Kepada reporter Tirto, Kamis (12/9/2019), Dedi bilang upaya Komisi III DPR mencari pimpinan KPK yang selaras dengan kepentingan mereka terlihat lewat pertanyaan-pertanyaan yang diajukan, yang dianggap "jauh dari semangat antikorupsi."

Satu pertanyaan yang tidak pernah luput ditanyakan kepada lima capim yang diseleksi kemarin adalah, "apakah mereka setuju atau tidak dengan revisi UU KPK?" Lima orang tersebut adalah Nawawi Pomolango, Lili Pintauli Siregar, Sigit Danang Joyo, Nurul Ghufron, dan I Nyoman Wara.

Nawawi menjawab, sebagian UU KPK memang ada yang "mesti ditinjau." Lili mengaku "setuju" jika tujuannya adalah "penguatan KPK." Sigit juga mengaku setuju, tapi "dengan syarat itu tujuannya menguatkan pemberantasan korupsi." Pun dengan Nurul. Sementara Nyoman memilih enggan menjawab.

"Kami tidak dalam [posisi] harus setuju atau tidak terhadap revisi UU KPK. Soal revisi biar jadi kewenangan DPR bersama pemerintah," katanya, lalu mengatakan siapa pun yang nanti terpilih wajib menjalankan tugas sesuai UU.

Lima nama lain, Johanis Tanak, Firli Bahuri, Alexander Marwata, Jayadi Kurniawan, dan Roby Arya, diseleksi hari ini.
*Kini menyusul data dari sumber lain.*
PR #2899, opened 2021-01-02
Improve hydration tests

andrewiggins:
Improve our hydration tests to actually assert what hydration should do: attach event listeners. Did this for normal and suspended hydration as well as fix a bug in our Suspense implementation of suspended hydration so these new tests pass.

### DIFF
--- a/compat/test/browser/suspense-hydration.test.js
+++ b/compat/test/browser/suspense-hydration.test.js
@@ -22,6 +22,11 @@ describe('suspense hydration', () => {
 		rerender,
 		unhandledEvents = [];
 
+	const List = ({ children }) => <ul>{children}</ul>;
+	const ListItem = ({ children, onClick = null }) => (
+		<li onClick={onClick}>{children}</li>
+	);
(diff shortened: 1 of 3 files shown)


compat/test/browser/suspense-hydration.test.js
```diff
@@ -164,6 +216,196 @@ describe('suspense hydration', () => {
...
+			expect(listeners[2]).to.have.been.calledOnce;
+
+			scratch
+				.querySelector('li:last-child')
+				.dispatchEvent(createEvent('click'));
+			expect(listeners[4]).to.have.been.calledTwice;
+		});
+	});
+
+	it.skip('should properly hydrate suspense when resolves to a Fragment', () => {
```
andrewiggins, line 343: Currently not supported but I didn't realize that until after I wrote the tests so since I wrote it I figured I'd add it so that maybe one day we can enable it.

marvinhagemeister (approved):
This is awesome :star:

Intimidasi Capim agar Jinak

Dedi menilai banyak hal yang sebenarnya patut dieksplorasi tapi ternyata tidak banyak disinggung dalam fit and proper test. Yang justru banyak dibicarakan adalah hal-hal yang sebetulnya tidak begitu penting dibahas dalam forum. Misalnya, konflik internal KPK dan posisi Wadah Pegawai KPK.

Dalam forum itu juga, bagi Dedi, DPR tengah membuat narasi bahwa penindakan KPK semestinya tidak direspons positif dan mereka berupaya capim menyimpulkan hal serupa.

Peneliti dari Pusat Kajian Antikorupsi UGM (Pukat UGM) Zaenur Rochman menegaskan hal serupa: bahwa fit and proper test bukan forum menggali visi-misi capim KPK memberantas korupsi, tapi dibuat agar mereka sepakat dengan revisi UU KPK.

Bagaimanapun, nasib 10 capim ini ada di tangan DPR. Merekalah yang menentukan siapa lima orang terpilih. Sedikit banyak keputusan soal ini dinilai dari jawaban mereka, apakah sesuai dengan keinginan DPR atau tidak.

"Itu [pertanyaan-pertanyaan dalam fit and proper test] memang akal-akalannya DPR untuk mencari dukungan dari para capim atau mereka sedang berusaha untuk mencari capim yang nada-nadanya tidak terlalu galak sehingga mudah untuk ditaklukkan," kata Zaenur kepada reporter Tirto.

Ia melihat, kalau ada capim yang sepakat dengan revisi, bisa jadi itu karena terpaksa.

"Ini memang jawaban yang lahir dari keterpaksaan. Kenapa terpaksa? Karena memang DPR sudah mengancam siapa yang tidak setuju UU KPK itu tidak akan dipilih. Menurut saya itu jawaban yang aman bagi capim," kata Zaenur.

Pada akhirnya ini kembali ke persoalan politis. Koordinator Indonesia Corruption Watch (ICW) Adnan Topan Husodo sempat mengatakan kalau para anggota dewan kesal dengan KPK karena "ketuanya ditangkap, anggotanya ditangkap, pengusaha-pengusaha yang dekat dengan mereka ditangkap."

Meski dipilih DPR, pimpinan KPK memang tidak jarang menindak anggota dewan. Anggota DPR, bersama DPRD, bahkan jadi profesi yang paling banyak ditindak. Sejak 2004, ada 255 anggota DPR dan DPRD yang ditindak dari total 1064 orang.

Lewat pertanyaan-pertanyaan yang intimidatif, juga upaya revisi yang salah satunya adalah hendak menjadikan KPK fokus di pencegahan, anggota dewan dengan kata lain ingin KPK cuma jadi "lembaga penceramah, bukan penindak."

Sebut Berengsek

Sebelum fit and proper test, anggota Komisi III DPR RI Masinton Pasaribu mengklaim DPR memang akan fokus pada pertanyaan soal kepatuhan daripada elaborasi pemahaman program karena ingin pimpinan KPK patuh aturan.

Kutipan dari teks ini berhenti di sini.